§ **Source information**:
PR #5267, opened 2024-05-17
Added the amount of underground upgrades available

RedzepR:
## Description

Added the amount of underground upgrades (how many you got, how many there are) to the UI

## Motivation and Context

Too much info is hidden in the wiki, the players shouldnt need to consult another app to learn about the game. So lets change that bit by bit

## How Has This Been Tested?

Looked at the UI

## Screenshots (optional):

image

## Types of changes

- UI improvement


wormania:
I think the upgrades could be clearer, possibly by splitting out to their own column
`+10 (0/10)` sort of implies that a single upgrade would take you to 10/10

CypherX (approved):

PR #5268, opened 2024-05-17
Hide outdated contest town entries in dev

CypherX:
## Description
Contests will most likely be changing entirely from the current dev implementation. This removes the Pokemon Contest and Contest Shop entries from Lilycove. They were only available in dev but there's no point leaving outdated content accessible. The contest pokemon were also appearing as available from the shop on the wiki.

## How Has This Been Tested?
Checked Lilycove


Qwertypop04 (approved):

PR #5272, opened 2024-05-20
Reduced Fossil Pieces underground upgrade

CypherX:
## Description
Adds an additional toggle-able underground upgrade to reduce fossil piece spawns. It is visible in the upgrade list but locked and cannot be purchased until the player has reached Galar (when fossil pieces begin appearing).

## How Has This Been Tested?
Used 🪄 to generate layers and check how many fossil pieces spawned with the option enabled vs disabled

## Screenshots (optional):
image

## Types of changes
- New underground upgrade


Qwertypop04 (approved):

PR #5273, opened 2024-05-21
Fix crash caused by the category option in a pokeball filter when attempting to catch an uncaught pokemon

CypherX:
## Description
Bug from the multi-category implementation. When a pokeball filter is configured with a category option, and that filter is checked while attempting to catch an uncaught pokemon, the game will crash.

## How Has This Been Tested?
Set up a filter with a category option and attempted to catch a pokemon before and after the fix. Crash no longer happens.

## Types of changes
- Bug fix


Qwertypop04 (approved):

PR #5277, opened 2024-05-23
Added Certain Johto Pokémon to Kanto Routes

EatPant2nd:
## Description

Added Houndour, Sunkern, and Slugma to specific Kanto routes. They have "Caught + Johto Champion" requirements to both follow canon and to also force the player to acquire them as egg Pokémon first. As for the encounters themselves:
- Houndour: Route 7.
- Slugma: Route 16, 17, and 18.
- Sunkern: Route 24.

## Motivation and Context

There is precedence to re-add egg Pokémon to their canon routes with a caught requirement. Besides, it helps with resisting and it looks neat.

## How Has This Been Tested?

Went to Kanto before having the requirements fulfilled. No Johto. Then went with the requirements. Yes Johto.

## Types of changes

- Route Update


Qwertypop04 (approved):

PR #5281, opened 2024-05-24
Refactor MapHelper for safer movement

umbralOptimatum:
MapHelper movement safety pulled out from #5002. I want to make sure this gets in with plenty of time before the next version releases, so this is all the functional changes without variable renaming, function reorganizing, module conversion, etc. Should make it much easier to tackle.

## Description

- Movement function changes:
  - MapHelper now has `moveToRegion()` and `moveToSubRegion()` functions that confirm that movement is allowed and handle moving to the new region/subregion's default location.
   - MapHelper's `moveToRoute()` and `moveToTown()` functions now check whether the player has access to the corresponding region/subregion and move them there if necessary.
- Access function changes:
  - Added `MapHelper.accessToShip()` to check whether the player can leave the current region.
  - MapHelper now has `accessToRegion()` and `accessToSubRegion()` functions. The former makes sure the player has access to the ship, both confirm the region's starting location is unlocked.
  - The `accessToRoute()` and `accessToTown()` functions also now check region and subregion accessibility.
  - `ableToMove()`, which checks ability to begin the next region, now requires having ship access
- Player setter changes:
  - Moved subregion wrapping-around logic for the prev/next subregion buttons out of the player setter (**why. pain.**) and into dedicated functions
  - The player region setter now won't go higher than MAX_AVAILABLE_REGION.
- `SubRegions.getSubRegions()` no longer only returns unlocked subregions. That's now handled by a new `getUnlockedSubRegions()` function for clarity (almost every use was re-filtering for unlocked status).
- Clean up shipModal
- Add unexplored subregion buttons to subregionModal to match shipModal
- TemporaryBattleRunner is more careful when sending the player back to a town

## How Has This Been Tested?
Tested all the modified functions from various region/subregion distances. Confirmed the modified buttons and menus were behaving as expected. Exhaustive testing will of course take full beta tester attention, but for now this covers every edge case I can think of.


CypherX:
There seems to be a noticeable delay when moving regions that doesn't happen on the dev build

PR #632, opened 2023-02-01
Make scheduler's backtracking configuration accessible to user

### LINKED ISSUE #624: Controllable partial satisfaction for goals
When a goal can't be satisfied, either the solver backtracks or not. If it backtracks, it will remove activities inserted in the plan to try satisfying the goal. If it does not backtrack, it will let the activities inserted so far in the plan.

The first approach means "satisfy the goal completely or nothing". The second approach means "satisfy the goal as much as possible".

§ **Task directions**: The exercise is to copy out every line above that has the word "moving" in it.

§ **Written response**:
  - MapHelper now has `moveToRegion()` and `moveToSubRegion()` functions that confirm that movement is allowed and handle moving to the new region/subregion's default location.
There seems to be a noticeable delay when moving regions that doesn't happen on the dev build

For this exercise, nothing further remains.